## WHAT IS REQUIRED
Find and copy each line of the records where the string "files" shows up.

## DATA TO EXAMINE

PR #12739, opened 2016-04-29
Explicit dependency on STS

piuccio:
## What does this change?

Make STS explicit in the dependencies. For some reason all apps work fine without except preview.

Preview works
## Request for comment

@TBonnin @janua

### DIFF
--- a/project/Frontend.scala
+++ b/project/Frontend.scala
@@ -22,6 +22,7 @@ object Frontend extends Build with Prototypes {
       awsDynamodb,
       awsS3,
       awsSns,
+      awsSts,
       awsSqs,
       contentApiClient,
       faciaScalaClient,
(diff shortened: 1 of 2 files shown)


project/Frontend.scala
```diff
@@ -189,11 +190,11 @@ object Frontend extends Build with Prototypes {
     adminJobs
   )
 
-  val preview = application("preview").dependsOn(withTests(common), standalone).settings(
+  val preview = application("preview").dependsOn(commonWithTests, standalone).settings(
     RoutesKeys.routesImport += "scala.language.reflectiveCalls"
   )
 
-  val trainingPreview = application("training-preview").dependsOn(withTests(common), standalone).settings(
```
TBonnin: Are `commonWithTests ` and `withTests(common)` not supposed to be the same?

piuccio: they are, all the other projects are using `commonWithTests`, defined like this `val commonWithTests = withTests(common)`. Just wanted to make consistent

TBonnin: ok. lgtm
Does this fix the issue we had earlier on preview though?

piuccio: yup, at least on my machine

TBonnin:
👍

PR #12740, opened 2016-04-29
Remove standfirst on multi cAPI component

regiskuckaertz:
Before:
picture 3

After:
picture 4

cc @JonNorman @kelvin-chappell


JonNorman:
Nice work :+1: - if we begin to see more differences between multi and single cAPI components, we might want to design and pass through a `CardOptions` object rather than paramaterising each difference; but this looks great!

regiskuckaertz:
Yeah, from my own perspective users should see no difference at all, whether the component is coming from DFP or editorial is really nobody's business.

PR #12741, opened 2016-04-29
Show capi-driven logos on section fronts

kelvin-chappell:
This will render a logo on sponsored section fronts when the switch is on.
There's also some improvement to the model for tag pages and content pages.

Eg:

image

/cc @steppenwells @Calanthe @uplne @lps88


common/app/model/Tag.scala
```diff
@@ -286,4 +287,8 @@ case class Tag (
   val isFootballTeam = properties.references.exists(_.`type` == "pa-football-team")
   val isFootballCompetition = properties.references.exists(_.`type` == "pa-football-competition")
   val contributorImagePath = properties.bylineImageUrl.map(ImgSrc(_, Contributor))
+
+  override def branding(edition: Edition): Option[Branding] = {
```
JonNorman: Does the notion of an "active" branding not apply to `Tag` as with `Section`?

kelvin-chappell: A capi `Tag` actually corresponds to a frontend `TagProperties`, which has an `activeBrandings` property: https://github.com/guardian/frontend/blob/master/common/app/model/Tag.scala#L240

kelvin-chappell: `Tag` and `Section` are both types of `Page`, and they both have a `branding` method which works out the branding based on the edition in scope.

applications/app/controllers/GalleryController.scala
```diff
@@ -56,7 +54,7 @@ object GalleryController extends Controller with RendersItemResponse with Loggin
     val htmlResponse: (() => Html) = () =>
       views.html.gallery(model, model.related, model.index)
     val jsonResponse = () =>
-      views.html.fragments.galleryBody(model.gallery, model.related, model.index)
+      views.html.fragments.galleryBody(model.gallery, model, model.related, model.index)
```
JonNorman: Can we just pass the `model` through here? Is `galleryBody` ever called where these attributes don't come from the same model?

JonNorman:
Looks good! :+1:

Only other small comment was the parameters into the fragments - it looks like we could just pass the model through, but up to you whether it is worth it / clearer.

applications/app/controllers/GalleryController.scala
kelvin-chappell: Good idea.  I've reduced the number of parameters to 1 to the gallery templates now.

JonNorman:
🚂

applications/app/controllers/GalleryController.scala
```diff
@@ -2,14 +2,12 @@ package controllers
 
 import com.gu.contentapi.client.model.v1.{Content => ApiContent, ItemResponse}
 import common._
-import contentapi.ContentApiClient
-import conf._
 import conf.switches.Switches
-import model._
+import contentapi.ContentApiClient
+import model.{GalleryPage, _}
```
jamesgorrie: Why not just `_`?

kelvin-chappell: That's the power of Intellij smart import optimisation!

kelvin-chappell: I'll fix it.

* * *

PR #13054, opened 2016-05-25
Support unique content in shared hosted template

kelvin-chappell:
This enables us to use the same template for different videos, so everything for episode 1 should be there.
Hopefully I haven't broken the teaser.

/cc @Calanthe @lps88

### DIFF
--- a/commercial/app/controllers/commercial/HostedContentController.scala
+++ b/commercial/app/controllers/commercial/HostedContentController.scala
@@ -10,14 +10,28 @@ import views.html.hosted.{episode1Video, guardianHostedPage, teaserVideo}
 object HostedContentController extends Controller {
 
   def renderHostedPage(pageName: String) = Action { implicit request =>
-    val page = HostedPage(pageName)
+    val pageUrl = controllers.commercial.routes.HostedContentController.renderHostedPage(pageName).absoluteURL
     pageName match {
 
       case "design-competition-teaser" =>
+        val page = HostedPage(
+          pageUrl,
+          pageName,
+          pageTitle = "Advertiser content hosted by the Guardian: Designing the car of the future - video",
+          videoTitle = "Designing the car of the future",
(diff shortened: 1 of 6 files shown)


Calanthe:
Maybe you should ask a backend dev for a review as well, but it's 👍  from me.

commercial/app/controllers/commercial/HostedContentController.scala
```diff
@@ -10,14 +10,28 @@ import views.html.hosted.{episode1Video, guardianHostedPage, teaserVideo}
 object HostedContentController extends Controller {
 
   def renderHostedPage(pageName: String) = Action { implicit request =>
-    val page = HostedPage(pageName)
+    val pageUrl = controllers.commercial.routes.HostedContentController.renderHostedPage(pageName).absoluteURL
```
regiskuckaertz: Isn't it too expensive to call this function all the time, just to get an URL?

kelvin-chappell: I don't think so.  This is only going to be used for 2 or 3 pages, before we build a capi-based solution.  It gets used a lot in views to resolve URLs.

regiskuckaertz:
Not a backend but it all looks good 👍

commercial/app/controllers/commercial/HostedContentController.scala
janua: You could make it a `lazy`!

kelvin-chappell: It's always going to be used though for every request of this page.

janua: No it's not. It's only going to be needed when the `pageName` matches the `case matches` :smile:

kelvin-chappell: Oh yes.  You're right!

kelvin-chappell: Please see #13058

## THE ANSWER
(diff shortened: 1 of 2 files shown)
(diff shortened: 1 of 6 files shown)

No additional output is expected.